Where in the world can I find for free either a sales rep or sales rep agency in Florida? Thanks in advance.


----------



## Comin'OutSwingin (Oct 28, 2005)

Try craigslist.

I've found a couple of decent reps through craigslist.


----------



## peteVA (Nov 11, 2007)

Also do a Google on manufacturers representative and manufacturers agent. You will get some trade organizations and boards where there are listings. I haven't tried lately, but I'm sure you'll find something.


----------



## AECompany (May 11, 2008)

peteVA said:


> Also do a Google on manufacturers representative and manufacturers agent. You will get some trade organizations and boards where there are listings. I haven't tried lately, but I'm sure you'll find something.


 

Thanks. That was some very useful information.


----------



## peteVA (Nov 11, 2007)

That's why I come. Glad to help.


----------



## AECompany (May 11, 2008)

I have come to find out that it is really hard finding a manufacture rep in the apparel industry. I have done numerous goggle searches and most often than not they are in some other type of field. Do any of you guys have any suggested apparel rep that you have used in the past. I would like to show them my products in hope of being represented by them. Thanks.


----------



## peteVA (Nov 11, 2007)

If you could find none there, my next suggestion would be to personally visit some trade shows. There are many reps there.
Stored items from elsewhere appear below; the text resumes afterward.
PR #1111, opened 2026-05-11
[CI] glm47-flash-ckpt: run save + async_save back-to-back

guapisolo:
## Why

The old matrix dispatched this file twice — once without \`--async-save\`, once with — via \`test_file\` argv injection. The new \`run_suite.py\` framework drives each test as \`python3 <file>\` with no argv, so only the synchronous \`save\` mode was running.

## What

Mirror the \`test_qwen3_4B_ckpt.py\` pattern: drop the \`argparse\` and run \`save → load → async_save → load\` sequentially in one process. Both ckpt modes now share one model download / one runner.

\`est_time\` bumped 1200 → 2400 (two ckpt-mode roundtrips instead of one).

## Verification

Not run locally — needs 8 GPUs exclusively + ~120 GB \`_torch_dist\` disk write for the megatron→fsdp conversion. CI is the right place.

The argument-capture smoke confirmed all four \`execute()\` calls produce the expected \`train_args\`: \`save\` with \`--save-interval 2\` + \`--ci-save-model-hash\`, \`load\` with \`--ckpt-step <N>\` + \`--ci-check-model-hash\`, \`async_save\` with the additional \`--async-save\` + \`--use-persistent-ckpt-worker\` flags.

## Stacked PR

Base: pr/2-ci-stage-b-sglang-8gpu (#1107). The suite (stage-c-ckpt-8-gpu) is unchanged, but the branch is rebased onto pr/2 to keep the PR series consistent.

### DIFF
--- a/.github/workflows/pr-test.yml
+++ b/.github/workflows/pr-test.yml
@@ -76,7 +76,7 @@ jobs:
       execute_command: "python tests/ci/run_suite.py --hw cuda --suite stage-b-fast-1-gpu"
     secrets: inherit
 
-  # Stage B: SGLang patch tests (1 GPU)
+  # Stage B: SGLang patch tests (8 GPU)
   stage-b-sglang:
     needs: [stage-a-fast]
     if: |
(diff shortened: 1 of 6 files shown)


guapisolo:

PR #1121, opened 2026-05-13
[loss refactor] [2] code style improvements

yueming-yuan:
## Summary

Follow-up to #753

### DIFF
--- a/miles/backends/training_utils/loss_hub/logits.py
+++ b/miles/backends/training_utils/loss_hub/logits.py
@@ -3,7 +3,7 @@ from collections.abc import Iterator
 
 import torch
 
-from miles.backends.training_utils.cp_utils import _allgather_cp_redistribute, get_logits_and_tokens_offset_with_cp
+from miles.backends.training_utils.cp_utils import allgather_cp_redistribute, get_logits_and_tokens_offset_with_cp
 from miles.backends.training_utils.parallel import get_parallel_state
 from miles.utils.ppo_utils import calculate_log_probs_and_entropy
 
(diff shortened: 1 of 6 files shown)


miles/backends/training_utils/loss_hub/losses.py
```diff
@@ -1,17 +1,31 @@
...
-from .logits import get_log_probs_and_entropy, get_values
+
+class LossFunction(Protocol):
+    def __call__(
+        self,
+        args: Namespace,
+        batch: RolloutBatch,
+        logits: torch.Tensor,
+        sum_of_sample_mean: Callable[[torch.Tensor], torch.Tensor],
+    ) -> tuple[torch.Tensor, dict[str, torch.Tensor]]: ...
```
Shi-Dong: Might be better to replace `...` with a docstring for this protocol.

miles/backends/training_utils/loss_hub/logits.py
```diff
@@ -3,11 +3,10 @@
 
 import torch
 
+from miles.backends.training_utils.cp_utils import _allgather_cp_redistribute, get_logits_and_tokens_offset_with_cp
```
Shi-Dong: I think a function is meant to be a module-private function if its name starts with an underscore. If we are to use `_allgather_cp_redistribute` in this module, we'd better rename it.

Shi-Dong (approved):
LGTM!  Two tiny nits.

Zhichenzzz (approved):
Lgtm!

PR #1133, opened 2026-05-14
fix: support Qwen3-VL Megatron training inputs

nikhilbarhate99:
## Summary
Hi, I ran into an issue while trying to run VLM training with Qwen3-VL. There were two issues:
  1. `get_rollout_data()` assumed every value in multimodal_train_inputs was already a tensor and called `.to(device)` on it. Qwen3-VL processor outputs can include list-backed values, so that path was breaks for VLM data.
  2. The Megatron forward/logprob/train path passed every multimodal key into the Megatron model. Qwen3-VL emits `mm_token_type_ids`, which is valid for the HF/SGLang side, but Megatron’s Qwen3-VL bridge does not accept that kwarg. That caused the training/logprob forward to fail once rollout data was handed back to Megatron.

 
This fix converts non-tensor multimodal values to CUDA tensors and filters `mm_token_type_ids` for the Megatron backend, while keeping the actual image/video tensors needed by the bridge model.

### DIFF
--- a/miles/backends/training_utils/data.py
+++ b/miles/backends/training_utils/data.py
@@ -18,6 +18,18 @@ from .parallel import get_parallel_state
 logger = logging.getLogger(__name__)
 
 
+def _move_multimodal_value_to_device(value, device: torch.device | int):
+    if torch.is_tensor(value):
+        return value.to(device=device)
+    return torch.as_tensor(value, device=device)
+
+
+def _skip_multimodal_training_key(args: Namespace, key: str) -> bool:
+    # Qwen3-VL processors emit mm_token_type_ids for HF/SGLang, but Megatron's
+    # Qwen3-VL bridge model consumes image/video tensors directly.
+    return getattr(args, "train_backend", None) == "megatron" and key == "mm_token_type_ids"
+
+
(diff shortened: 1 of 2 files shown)


coding-famer:
I believe a better solution would be to modify the processor side like:
https://github.com/THUDM/slime/blob/41dc3b6d21d3c75b212965077a1cc4117932f06d/slime/utils/processing_utils.py#L22-L40

miles/backends/training_utils/data.py
```diff
@@ -18,6 +18,18 @@
...
+def _move_multimodal_value_to_device(value, device: torch.device | int):
+    if torch.is_tensor(value):
+        return value.to(device=device)
+    return torch.as_tensor(value, device=device)
+
+
+def _skip_multimodal_training_key(args: Namespace, key: str) -> bool:
+    # Qwen3-VL processors emit mm_token_type_ids for HF/SGLang, but Megatron's
+    # Qwen3-VL bridge model consumes image/video tensors directly.
+    return getattr(args, "train_backend", None) == "megatron" and key == "mm_token_type_ids"
```
Jeffjeno, line 30: actually, it also met the problem in fsdp backend.

PR #1610, opened 2026-07-10
Rocm/Disabling fused MLA + aiter MoE for GLM4.7

sreerohi:
Disabling fused MLA + aiter MoE for GLM4.7 on rocm .

Also changing the reasoning parser mismatch threshold to 0.4 

Supersedes #1240


guapisolo:
Could you just use os.env["xxx"] to set env for rocm

sreerohi:
> Could you just use os.env["xxx"] to set env for rocm

Verified flags correctly reach  runtime-env-json and ray workers with this mechanism. Updated the files.

PR #1618, opened 2026-07-10
rocm: fix hipBLASLt BGRADB wgrad failure on gfx950

sreerohi:
The bridge provider defaults gradient_accumulation_fusion to True (via can_enable_gradient_accumulation_fusion) and ignores --no-gradient-accumulation-fusion from the CLI. The fix propagates the flag from Megatron args to the bridge provider.

Context:
hipBLASLt on gfx950 (MI350/MI355) has no algorithm for the triple combination of bf16 output with fp32 accumulate + HIPBLASLT_EPILOGUE_BGRADB epilogue + accumulate=True. This fires during TE's LayerNormLinear backward when gradient_accumulation_fusion=True and the layer has bias. So we don't use gradient_accumulation_fusion and need this change for that to take effect.

Supersedes #1153


guapisolo (approved):
LGTM.

PR #1628, opened 2026-07-11
feat(tito): add DeepSeek V3.2 speculative session verification

guapisolo:
## Summary
DeepSeek V3.2 TITO session verification plus a vendored encoder that keeps historical thinking.

## Motivation
Add a manual TP8/EP8 session test and expose the fixed EAGLE serving recipe through ModelConfig. Keep SGLang TP/DP/PP/EP namespace fields on Miles' short-name contract, and forward the effective V3.2 thinking mode so SGLang separates reasoning before TITO comparison.

Upstream `encoding_dsv32` gates every thinking block on `last_user_idx`: a new user turn strips historical think and rewrites the rendered prefix, which is why V3.2 registered only the `{tool}` surface. Vendoring the encoder lets Miles fix this at the render level without forking sglang.

## Usage
```bash
DEEPSEEK_V32_MODEL=/cluster-storage/models/deepseek-ai/DeepSeek-V3.2 python -m pytest tests/manual/tito/deepseek_v32.py -q -s
```

The test launches one session verifier with `tp=8`, `ep=8`, and EAGLE steps/top-k/draft-tokens set to `2/1/3`.

## Design Notes
- **Key choices:** `encoding_dsv32` is vendored verbatim under `miles/utils/chat_template_utils/templates/` (provenance header only, formatter-excluded); V4 stays on sglang's `encoding_dsv4`.
- **Key choices:** the `protocol.Tool` seam stays on sglang so tool schemas keep serializing with the server's defaults.
- **Key choices:** the vendored dsv32 mirrors dsv4's gates — `drop_thinking=False` renders every thinking block position-independently while `drop_thinking=True` stays byte-identical to upstream.
- **Key choices:** every V3.2 surface pins `drop_thinking=False`, which legalizes the `{tool, user}` surface.
- **Key choices:** `DeepSeekV32TITOTokenizer` forwards the resolved thinking mode as `chat_template_kwargs["thinking"]`; `add_sglang_arguments` maps parallel-size aliases to Miles' short Namespace fields.
- **Alternatives considered:** preserve-think via bridge-side message preprocessing — rejected because the cut happens in the encoder's render gates, not in message content.

## Verification
- **Tests added:** upstream-parity corpus plus raise parity pin every `drop_thinking=True` path to the installed sglang encoder.
- **Tests added:** append-only byte tests cover user appends, the tool-tail flip shape, plus tool-loop drop-mode equivalence.
- **Tests added:** `test_deepseek_v32_forwards_effective_thinking_mode`, `test_sglang_parallel_sizes_use_short_namespace_fields`, `test_namespace_to_train_args_enables_eagle_speculative_decoding`.
- **Existing test suite:** 2566 fast tests pass on the rebased branch.
- **Manual E2E:** V3.2 without speculative decoding plus V4 with EAGLE both completed 64/64 samples with zero TITO mismatches.
- **Known blocker:** V3.2 EAGLE stops in SGLang's NextN loader because `DeepseekV3ForCausalLMNextN` lacks `fuse_qkv_a_proj`.

## Review Focus
- Scrutinize the vendored dsv32 gate rewrites against upstream: header, four gate sites, `encode_messages` pass-through.
- Scrutinize `DeepSeekV32TITOTokenizer` effective-mode precedence.
- Scrutinize `namespace_to_train_args` fixed EAGLE option serialization.


tests/fast/utils/chat_template_utils/test_deepseek_v32.py
```diff
@@ -159,6 +159,120 @@ def test_thinking_mode_changes_output():
...
+    "developer": [{"role": "developer", "content": "do the thing"}],
+    "thinking_history": _THINKING_HISTORY,
+    "tool_tail": _TOOL_TAIL_HISTORY,
+}
+
+
+@pytest.mark.parametrize("scenario", list(_UPSTREAM_PARITY_SCENARIOS), ids=list(_UPSTREAM_PARITY_SCENARIOS))
+@pytest.mark.parametrize("thinking", [False, True], ids=["chat", "thinking"])
+def test_drop_thinking_true_matches_upstream_sglang(scenario, thinking):
+    from sglang.srt.entrypoints.openai import encoding_dsv32 as upstream
```
Shi-Dong: please hoist this import to the beginning of the script

tests/fast/utils/chat_template_utils/test_deepseek_v32.py
```diff
@@ -159,6 +159,120 @@ def test_thinking_mode_changes_output():
...
+    thinking_mode = "thinking" if thinking else "chat"
+    assert _reference_encode(messages, thinking=thinking, drop_thinking=True) == upstream.encode_messages(
+        messages, thinking_mode=thinking_mode, drop_thinking=True
+    )
+
+
+def test_drop_thinking_true_raise_parity_with_upstream():
+    # thinking mode + a post-last-user assistant without reasoning_content or
+    # tool_calls raises upstream; the vendored copy keeps that contract.
+    from sglang.srt.entrypoints.openai import encoding_dsv32 as upstream
```
Shi-Dong: please hoist this import to the beginning of the script

tests/fast/utils/chat_template_utils/test_deepseek_v32.py
```diff
@@ -159,6 +159,120 @@ def test_thinking_mode_changes_output():
...
+
+    from miles.utils.chat_template_utils.templates import encoding_dsv32 as vendored
```
Shi-Dong: please hoist this import to the beginning of the script

miles/utils/test_utils/session_verify_runner.py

Find some in booths with non-competing goods and give them your card, maybe a sample. 
.


----------



## selectofferings (Aug 15, 2008)

Well i currently own a sales rep company in Utah, there are alot of other reps who have their own showrooms you might want to visit a few showrooms.


----------



## novanutcase (Aug 6, 2008)

There is a book that you can buy that lists pretty much every rep in the U.S. It has a lot of useful information on each rep and tells of what type of clothing they represent and to what types of stores they sell.
Although it is fairly pricy it has a wealth of information and I would imagine that you will eventually need reps across the U.S. so this would be a great reference for you. I'll try and dig up the title or even a link for you.

John


----------



## AECompany (May 11, 2008)

So I found some sales rep, actually tons of sales rep, on infomat.com. However, I'm getting the feeling that they would not be interested in a small no name company like mine. I'm going to still contact a few however. Whats your experience with this?


----------



## AECompany (May 11, 2008)

Since you own a sales rep company. Do you deal with mostly large companies or small up-start? What is the criteria a company needs to fullfill in order for you to represent them?


----------